Arithmetic problem for bicolored graphs

This follows from the fact that for any prime $p$, and any integer $n\ge0$, we have $b_{n+p}\equiv b_{n+1} \pmod p$. This can be proved by a straightforward, though not very interesting, computation, using Fermat's theorem $2^p\equiv 2 \pmod p$ and the fact that $\binom {n+p}{i} \equiv \binom ni + \binom n{i-p} \pmod p$.

More interesting is a combinatorial proof. (For similar proofs and further references, see my paper Combinatorial proofs of congruences, in Enumeration and Design, ed. David M. Jackson and Scott A. Vanstone, Academic Press, Toronto, 1984, pp. 157–197, especially section 5.)

We consider the cyclic group $C_p$ acting naturally on $[p]=\{1,2,\dots, p\}$. This extends to an action on bicolored graphs with vertex set $[n+p]=\{1,2,\dots, n+p\}$; the group permutes vertices $1, 2, \dots, p$, and does not change the other vertices. Since every orbit has size 1 or $p$, $b_{n+p}$ is congruent modulo $p$ to the number of bicolored graphs on $[n+p]$ fixed by this action of $C_p$. It is not hard to see that these fixed bicolored graphs are those in which all vertices in $[p]$ have the same color, no edges join two vertices in $[p]$, and all vertices in $[p]$ have the same neighborhood. By "contracting" all the vertices in $[p]$ to a single vertex, whose neighborhood is the same as the neighborhood of any of the vertices in $[p]$, we get a bicolored graph on $n+1$ vertices.
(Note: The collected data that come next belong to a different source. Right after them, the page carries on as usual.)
Issue #182, opened 2018-02-19
Failed to import modules like hawkes, linear model within tick 


UAQureshi:
Hi there,
I have successfully installed all the dependencies and the library itself. In python I can only import tick and from tick the base_model. I am unable to import any other module. 
Any help in this regard will be appreciated:
Thank you very much.
Below is the error:

`from tick import hawkes`

> ---------------------------------------------------------------------------
ImportError                               Traceback (most recent call last)
C:\Program Files (x86)\Microsoft Visual Studio\Shared\Anaconda3_64\lib\site-packages\tick\hawkes\model\build\hawkes_model.py in swig_import_helper()
     13         try:
---> 14             return importlib.import_module(mname)
     15         except ImportError:

C:\Program Files (x86)\Microsoft Visual Studio\Shared\Anaconda3_64\lib\importlib\__init__.py in import_module(name, package)
    125             level += 1
--> 126     return _bootstrap._gcd_import(name[level:], package, level)
    127 

C:\Program Files (x86)\Microsoft Visual Studio\Shared\Anaconda3_64\lib\importlib\_bootstrap.py in _gcd_import(name, package, level)

C:\Program Files (x86)\Microsoft Visual Studio\Shared\Anaconda3_64\lib\importlib\_bootstrap.py in _find_and_load(name, import_)

C:\Program Files (x86)\Microsoft Visual Studio\Shared\Anaconda3_64\lib\importlib\_bootstrap.py in _find_and_load_unlocked(name, import_)

C:\Program Files (x86)\Microsoft Visual Studio\Shared\Anaconda3_64\lib\importlib\_bootstrap.py in _load_unlocked(spec)

C:\Program Files (x86)\Microsoft Visual Studio\Shared\Anaconda3_64\lib\importlib\_bootstrap.py in module_from_spec(spec)

C:\Program Files (x86)\Microsoft Visual Studio\Shared\Anaconda3_64\lib\importlib\_bootstrap_external.py in create_module(self, spec)

C:\Program Files (x86)\Microsoft Visual Studio\Shared\Anaconda3_64\lib\importlib\_bootstrap.py in _call_with_frames_removed(f, *args, **kwds)

ImportError: DLL load failed: The specified module could not be found.

During handling of the above exception, another exception occurred:

ModuleNotFoundError                       Traceback (most recent call last)
<ipython-input-15-3f9064cdd63d> in <module>()
      3 from tick import base_model
      4 
----> 5 from tick import hawkes

[...]

PR #184, opened 2018-02-20
fix hawkes imports symbols on windows

Dekken:
#182 

importing hawkes through pytest works but when hawkes is used manually "base_model" cannot be found

+ adding export symbols to classes as linking errors were noted in C++ shared tests


lib/cpp-test/export/runtime.cpp
```diff
@@ -35,22 +35,30 @@
...
+#include "tick/hawkes/model/model_hawkes_sumexpkern_loglik_single.h"
+
+
+#include "tick/hawkes/simulation/simu_hawkes.h"
+#include "tick/hawkes/simulation/simu_poisson_process.h"
+
+#ifdef _MKN_WITH_MKN_KUL_
 #include "kul/log.hpp"
-#include "kul/signal.hpp"
+#include "kul/signal.hpp"#
```
Mbompr: extra `#` at eol?

tick/array/tests/serialize_test.py
```diff
@@ -5,12 +5,11 @@
 
 import numpy as np
 import scipy
+import scipy.sparse
```
Mbompr: is this import used?

Dekken: yes seems required on windows for some reason

lib/cpp-test/export/runtime.cpp
Dekken: whoops

tick/array/tests/serialize_test.py
Mbompr: Oh, ok maybe should we add a comment. My IDE is likely to remove unused imports and it would be problematic with this one!

Dekken:
maybe there's another way around it - it seems odd that it was required but
it fixed the script so I dunno

tick/array/tests/serialize_test.py
Dekken: maybe there's another way around it - it seems odd that it was required but
it fixed the script so I dunno

Mbompr: It's ok to me if it is a temporary fix but I think we should leave a comment telling that this is unused but still necessary for windows compilation.
If we just add this comment we can skip travis and appveyor.

Dekken: possible mismatch between windows and linux perhaps?

https://stackoverflow.com/questions/8696322/why-does-this-attributeerror-in-python-occur

should be good now anyway

Mbompr: Yes this way it becomes used, perfect and thanks for the link!

PR #189, opened 2018-02-23
Set default step for GLM and l2 penalization to a better value

Mbompr:
Useful for comparison with scikit.


tick/base/learner/learner_glm.py
```diff
@@ -167,11 +167,20 @@ def fit(self, X: object, y: np.array):
         if self.step is None and self.solver in self._solvers_with_step:
             if self.solver in self._solvers_with_linesearch:
                 self._solver_obj.linesearch = True
-            elif self.solver == 'svrg':
+            elif self.solver == 'svrg' or self.solver == 'saga':
+                L = self._model_obj.get_lip_max()
+                if self.penalty == 'l2':
```
stephanegaiffas: What if penalty is elastic-net ?

PR #196, opened 2018-02-26
#195 skip tests requiring tensorflow if not found

Dekken:


Dekken:
I have tested this locally with and without tensorflow - if someone would like to double check either scenario that would be nice thanks - all CI has tensorflow installed so that's only 1 use case.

Thus the number of fixed bicolored graphs is $b_{n+1}$, so $b_{n+p}\equiv b_{n+1}\pmod p$.

For even $i$ we have $2^{ij}=2^{ni-i^2}\equiv 2^{ni}\pmod 5$ and $2^{ij}\equiv 2^{ni-1} \pmod 5$ for odd $i$. In other words, $2^{ij}\equiv \frac34 2^{ni}+\frac14 (-2^n)^i$. Thus $$\sum_i \binom{n}i 2^{i(n-i)}\equiv \frac34(1+2^n)^n+\frac14(1-2^n)^n\pmod 5,$$ this depends only on $n$ modulo 4 and we may easily consider all 4 cases.

Here is an illustration of Ira Gessel's comment about a number-theoretic proof.

Lemma. For $n\geq1$ and an odd prime $p$, the sequence $b_n$ mod $p$ is periodic of period $p-1$.

Proof. Let $n=m(p-1)+r$, where $1\leq r\leq p-1$ and $m\geq0$. Proceed with a successive application of Fermat's, Lucas' and Chu-Vandermonde's theorems so that \begin{align*} b_n&=\sum_{j=1}^{p-1}\sum_{k=0}^m\binom{m(p-1)+r}{k(p-1)+j}2^{[k(p-1)+j][m(p-1)+r-k(p-1)-j]} \\ &\equiv_p\sum_{j=1}^{p-1}\sum_{k=0}^m\binom{m(p-1)+r}{k(p-1)+j}2^{j(r-j)} \\ &\equiv_p\sum_{j=1}^{p-1}2^{j(r-j)}\sum_{k\geq0}\binom{m}k\binom{r-m}{j-k}\\ &\equiv_p\sum_{j=1}^{p-1}2^{j(r-j)}\binom{r}j\\ &=\sum_{j=1}^r\binom{r}j2^{j(r-j)}=b_r. \end{align*} The proof is complete. $\square$

Example. The first 4 values of $b_n$ mod 5 are $[2,2,1,1]$, as Wojowu mentioned. By the Lemma, we conclude that $\nu_5(b_n)=0$, that is, $b_n$ is never divisible by $5$.